Comparing large scale and selected feature learning for community acquired pneumonia prognosis prediction using clinical data: a stacked ensemble approach.
Journal:
Scientific reports
PMID:
40210962
Abstract
This study investigated and validated all-cause in-hospital death prediction models for hospitalized pneumonia patients based on large-scale clinical data, including diagnoses, medication prescriptions, and laboratory test codes. Feature selection was performed using both large-scale feature learning with a Common Data Model (CDM) and specific pneumonia-related risk factors. A stacked ensemble mixed machine-learning model was compared with traditional machine-learning models. Accuracy, F1-score, the Area Under Precision Recall Curve (AUPRC) and the Area Under the Receiver Operating Characteristic (AUROC) were used for performance evaluation. For large-scale feature learning using a CDM, the ensemble model (LASSO LR + GBM + RF) achieved the highest performance.

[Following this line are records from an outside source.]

PR #95, opened 2019-10-14
Native implementation of synchronized object

SokolovaMaria:


ndkoval:
In the current version, the size of the pool equals to the maximal number of required at the same time mutexes (not now but at some point). Therefore, if you don't need so many mutexes for the rest of the execution, you practically have memory leaks, because these extra mutexes are already allocated and stored in the pool. To solve this problem, I suggest NOT returning mutexes to the pool with some small probability (e.g., 5%). Thus, the number of mutexes decreases over time if you don't need all of them, and you avoid memory leaks in some sense. The cost of this solution is cheap in practice since you just have to acquire 5% extra mutexes on average while you usually do not even need them (see the implemented optimization for non-contended scenarios).

elizarov:
The overall observation here is that "reentrant" part of this lock is not tested at all. It looks like reentrancy can be added to the main stress-test, too. By changing each test thread so that it takes a lock reentrantly random number of times (from 1 to 3 is enough). It should quickly surface all bugs with reentrancy.

atomicfu/src/nativeMain/kotlin/kotlinx/atomicfu/Synchronized.kt
```diff
@@ -0,0 +1,204 @@
...
+                            return
+                        }
+                    }
+                }
+            }
+        }
+    }
+
+    public fun unlock() {
+        val currentThreadId = pthread_self()
```
elizarov: This does not compile on MacOS. You need `pthread_self()!!` (it is nullable there). There will be warning during Linux compilation, though. You can avoid it by doing a custom wrapper.

atomicfu/src/nativeTest/kotlin/kotlinx/atomicfu/test/SynchronizedTest.kt
```diff
@@ -0,0 +1,38 @@
...
+                        val oldValue = count.value
+                        count.value = oldValue + 1
+                        repeat(nestedLocks) { lock.unlock() }
+                    }
+                }
+            }
+            workers.forEach {
+                it.requestTermination().result
+            }
+            assertEquals(counter.value, COUNT * 1000)
```
elizarov: `assertEquals` takes `expect` as first parameter, `actual` as second. It is reversed in this call, making error messages wrong.

atomicfu/src/nativeTest/kotlin/kotlinx/atomicfu/test/SynchronizedTest.kt
```diff
@@ -0,0 +1,38 @@
...
+import kotlin.test.*
+
+class SynchronizedTest {
+
+    private val iterations = 1000
+    private val COUNT = 20
+
+    @Test
+    fun stressCounterTest() {
+        repeat(iterations) { i ->
```
elizarov: Parameter `i` is never used.

atomicfu/src/nativeTest/kotlin/kotlinx/atomicfu/test/SynchronizedTest.kt
```diff
@@ -0,0 +1,38 @@
...
+            val workers = Array(COUNT) { Worker.start() }
+            val counter = AtomicInt(0).freeze()
+            val so = SynchronizedObject().freeze()
+            workers.forEach { worker ->
+                worker.execute(TransferMode.SAFE, {
+                    counter to so
+                }) {(count, lock) ->
+                    repeat(1000) {
```
elizarov: `1000` needs its own constant, since it is used below in `COUNT * 1000` formula for expected value of counter

atomicfu/src/nativeTest/kotlin/kotlinx/atomicfu/test/SynchronizedTest.kt
```diff
@@ -0,0 +1,38 @@
...
+
+import kotlinx.atomicfu.*
+import kotlin.native.concurrent.*
+import kotlin.native.concurrent.AtomicInt
+import kotlin.test.*
+
+class SynchronizedTest {
+
+    private val iterations = 1000
+    private val COUNT = 20
```
elizarov: Please, give it a more descriptive name. It is count of what? `nWorkers` would be a better name, for example.

atomicfu/src/nativeMain/kotlin/kotlinx/atomicfu/Synchronized.kt
```diff
@@ -0,0 +1,204 @@
...
+                    if (lock.compareAndSet(state, thinLock)) return
+                }
+                THIN -> {
+                    if (currentThreadId == state.ownerThreadId) {
+                        // reentrant lock
+                        val thinNested = LockState(THIN, state.nestedLocks + 1, state.waiters, currentThreadId)
+                        if (lock.compareAndSet(state, thinNested)) return
+                    } else {
+                        // another thread is trying to take this lock -> allocate native mutex
+                        val mutex = mutexPool.allocate(locked = true)
```
elizarov: It don't see why you need to pass `locked = true` to `mutexPool.allocate`. You can just call `mutexPool.allocate()` and call `mutex.lock()` here right after `allocate()`. Moreover, you don't have any other calls to `mutexPool.allocate()`, so this whole boolean is an extra code anyway.

atomicfu/src/nativeMain/kotlin/kotlinx/atomicfu/Synchronized.kt
```diff
@@ -0,0 +1,204 @@
...
+                }
+                else -> error("It is not possible to unlock the mutex that is not obtained")
+            }
+        }
+    }
+
+    private fun tryLockAfterResume(threadId: pthread_t) {
+        while (true) {
+            val state = lock.value
+            if (state.ownerThreadId != null) continue
```
elizarov: Can it ever be equal `null` here? What `continue` is supposed to achieve here?

atomicfu/src/nativeMain/kotlin/kotlinx/atomicfu/Synchronized.kt
```diff
@@ -0,0 +1,204 @@
...
+            val mutex = state.mutex!!
+            val newState = if (state.waiters == 0) // deflate
```
elizarov: How can this `if (state.waiters == 0)` be ever true here? _This_ locker had incremented the waiters count so it looks like `assert(state.waiter >= 1)` can be safely added here.

elizarov:
Note: It does actually pass stress-test if I make it compile on MacOS by changing `pthread_self()!!`. The algorithm is broken.

atomicfu/src/nativeMain/kotlin/kotlinx/atomicfu/Synchronized.kt
SokolovaMaria: When some thread releases the lock, it sets `ownerThreadId` field to null, decrements the number of waiters and wakes up one of the waiting threads. So, here when the resumed thread tries to obtain the lock in `tryLockAfterResume` it is not accounted in the `waiters` and it deflates the lock if there are no more waiters.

For the 365-day lookback, the ensemble model's AUROC was 0.867 (95% CI: 0.823-0.910), and for the 7-day lookback (AUROC 0.867, 95% CI: 0.822-0.912). In contrast, for feature learning based on selected pneumonia risk factors, among the traditional models, the RF model performed best with AUROCs of 0.774 (95% CI: 0.717-0.830) for the 365-day lookback and 0.773 (95% CI: 0.717-0.828) for the 7-days lookback. Leveraging large-scale feature learning within the CDM and using a stacked ensemble model predicts more accurately and robustly, highlighting the potential to capture complex relationships among clinical features and improve prognostic assessments.